![]() | 英語「超応用」を一日30分! 尾崎 哲夫 角川書店 2003-08-10 [角川oneテーマ21 B46] by G-Tools |
約一ヶ月前、BOOK REVIEW 91 尾崎哲夫『英語「超基本」を一日30分!』にて
中学レベルの総復習に最適な教養新書をここにご紹介した。
今回ご紹介するのはその続編にあたる英語学習書だ。
前回の作品のクオリティがかなり良かったので、どうしても私は続編に触れたくなり衝動買いしてしまった一冊である。
さてこの続編、タイトルに「超応用」ともあるように前作よりも内容がレベルアップしている。
ボリュームは前作よりも若干少なめなのだが、その分密度はかなり濃く、
構成も全く同じなので、ショットバー感覚でちょっとずつ読み進めることが出来るのが大きな特徴だ。
気になる難易度は高校卒業程度、英検で言うならば2級、TOEICで言えば基礎レベルといったところだろうか。

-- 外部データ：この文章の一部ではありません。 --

Issue #1173, opened 2022-03-18
[Sprint] Use f-strings instead .format() function on asv/plugins/mercurial.py


LucyJimenez:
xref [#909](https://github.com/airspeed-velocity/asv/issues/909)

Since we support Python > 3.7 now, we can make use of f-strings, to make code more readable.

As an example, the next asv code:
`machine_env_name = "{}/{}".format(machine, env_name)`
or the next, which is equivalent:
`machine_env_name = "{0}/{1}".format(machine, env_name)`
Could be written as:
`machine_env_name = f"{machine}/{env_name}"`

(note the `f` before the string quotes)

---

The next command returns the list of strings to replace: 

 `grep -R --exclude-dir="build" --exclude="*.css" ".format(" asv/plugins/mercurial.py`

For this file, you will find the following issues to solve:
```
asv/plugins/mercurial.py:        return '{0}::{1} and not {0}'.format(commit_a, commit_b)
asv/plugins/mercurial.py:        return '{0}::{1}'.format(latest_result, self.get_branch_name(branch))
asv/plugins/mercurial.py:        range_spec = self._encode("sort({0}, -rev)".format(range_spec))
asv/plugins/mercurial.py:        return self.get_hash_from_name('p1({0})'.format(name))
asv/plugins/mercurial.py:        return self.get_hashes_from_range(query.format(self.get_branch_name(branch)),
```

LucyJimenez:
I'm going to work on thin one.

datapythonista:
Not useful anymore, and add noise to the issues list.

PR #1198, opened 2022-03-31
Replace format() function with f-strings on asv/plugins/mercurial.py

LucyJimenez:
Closes https://github.com/airspeed-velocity/asv/issues/1173

Change f-strings instead `.format()` on `asv/plugins/mercurial.py'

### DIFF
--- a/asv/plugins/mercurial.py
+++ b/asv/plugins/mercurial.py
@@ -92,10 +92,10 @@ class Hg(Repo):
         return False
 
     def get_range_spec(self, commit_a, commit_b):
-        return '{0}::{1} and not {0}'.format(commit_a, commit_b)
+        return f'{commit_a}::{commit_b} and not {commit_a}'
 
     def get_new_range_spec(self, latest_result, branch=None):
-        return '{0}::{1}'.format(latest_result, self.get_branch_name(branch))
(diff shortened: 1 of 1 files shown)


asv/plugins/mercurial.py
```diff
@@ -169,11 +169,10 @@ def get_date_from_name(self, name):
 
     def get_branch_commits(self, branch):
         if self._repo.version >= (4, 5):
-            query = "branch({0})"
+            query = f"branch({self.get_branch_name(branch)})"
```
datapythonista, line 172: The original is ok, you can remove the `0` and just leave `{}`, but don't convert to a f-string

asv/plugins/mercurial.py
```diff
@@ -169,11 +169,10 @@ def get_date_from_name(self, name):
...
         else:
-            query = "ancestors({0})"
-        return self.get_hashes_from_range(query.format(self.get_branch_name(branch)),
-                                          followfirst=True)
+            query = f"ancestors({self.get_branch_name(branch)})"
+        return self.get_hashes_from_range(query, followfirst=True)
```
datapythonista, line 175: Same, this was ok, you can just remove the `0`

mattip:
Superseded by #1258

PR #2035, opened 2025-07-21
[hotfix] Fix duration calculation of DAGs and single tasks

mnafees:
# Description

We seemed to have introduced some regression in PR #2019 due to which the duration calculation was wrong.

## Type of change

### DIFF
--- a/internal/services/controllers/v1/olap/process_dag_status_updates.go
+++ b/internal/services/controllers/v1/olap/process_dag_status_updates.go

となると換言すればこの程度の内容ならば大学生は軽々とクリアしなければならないということだ。
ところが現場を直視してみると大学生の英語力はあまり芳しくない、と私は自戒を込めて感じてしまう。
(だからこういった類の本がベストセラーとなるのである。
もちろん英文学専攻など英語を専門に扱う学科に在籍している学生ならば話は別だ)
私の在籍する学部にも90分間全編英語の講義があって私も受講していたのだけれども、
単位習得の際には"大人の事情"で何とかなってしまうことが多い。
しかしやはりその英語力的なごまかしはキャンパスの中でしか通用しないのも現実だ。
コンピュータや簿記などの資格は社会人になってもいくらでも習得できるが、
英語だけはプライベートを売ってでも出来るだけ大学生のうちからやっておいたほうがイイに決まってる。
昔、ある英語の先生が「英語は才能ではない」と言い切った。
逆に言えば苦手意識を払拭して努力しさえすれば、ある程度の時点にまでは誰でも到達できるというわけだ。
目的さえしっかりしていれば手段は一切問われない。それが英語の世界。
ならば効果不明な高額テキストよりも廉価で効率の良いこの新書判の学習書をあえて私は捧げたい。
中身が薄いようで濃い納得の一冊。